MEGAN P. DUFFY, Judge

WE CONCUR:

JENNIFER L. ATTREP, Judge

JACQUELINE R. MEDINA, Judge



[1]In light of our holding on this issue, we need not reach Defendant’s unpreserved argument that the State’s toxicology expert testified beyond the scope of her expertise regarding Defendant’s performance on the field sobriety tests.
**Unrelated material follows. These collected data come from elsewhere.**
PR #282, opened 2024-07-26
Dev

bjlang:
Copying the matrix as feature_matrix seems to have made the inputs appear to differ between identical runs, thus preventing caching.

## PR checklist

### DIFF
--- a/CHANGELOG.md
+++ b/CHANGELOG.md
@@ -12,6 +12,7 @@ and this project adheres to [Semantic Versioning](https://semver.org/spec/v2.0.0
 - [[#280](https://github.com/nf-core/differentialabundance/pull/280)] - Bump shinyngs, fix contrasts passed to app creation ([@pinin4fjords](https://github.com/pinin4fjords), review by [@WackerO](https://github.com/WackerO))
 - [[#274](https://github.com/nf-core/differentialabundance/pull/274)] - Fix pagination on samples table ([@pinin4fjords](https://github.com/pinin4fjords), review by [@WackerO](https://github.com/WackerO))
 - [[#272](https://github.com/nf-core/differentialabundance/pull/272)] - Show >10 contrasts in report ([@pinin4fjords](https://github.com/pinin4fjords), review by [@WackerO](https://github.com/WackerO))
+- In order to improve resumability, create a copy of the matrix as an annotation file only if necessary.
 
 ### Changed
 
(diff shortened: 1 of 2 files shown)


WackerO:
Hello there, I think the caching fails not because of a different md5sum but because the copied matrix has another file name. Not sure exactly how the nextflow resume functionality works, but I assume it takes file names into consideration.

[2]As for Defendant’s other two convictions, Defendant has not argued that the improperly-admitted evidence was harmful as to those convictions, nor is it readily apparent how it might be. See State v. Holly, 2009-NMSC-004, ¶ 28, 145 N.M. 513, 201 P.3d 844 (“Initially, the defendant has the burden to demonstrate prejudice [for a constitutional violation]. . . . If the defendant meets this burden, the burden then shifts to the [s]tate to show that the error was harmless beyond a reasonable doubt.” (citations omitted)); State v. Cain, 2019-NMCA-059, ¶ 23, 450 P.3d 452 (“We will not review unclear arguments, or guess at what a party’s arguments might be.” (internal quotation marks and citation omitted)). We therefore do not reverse these convictions on this basis.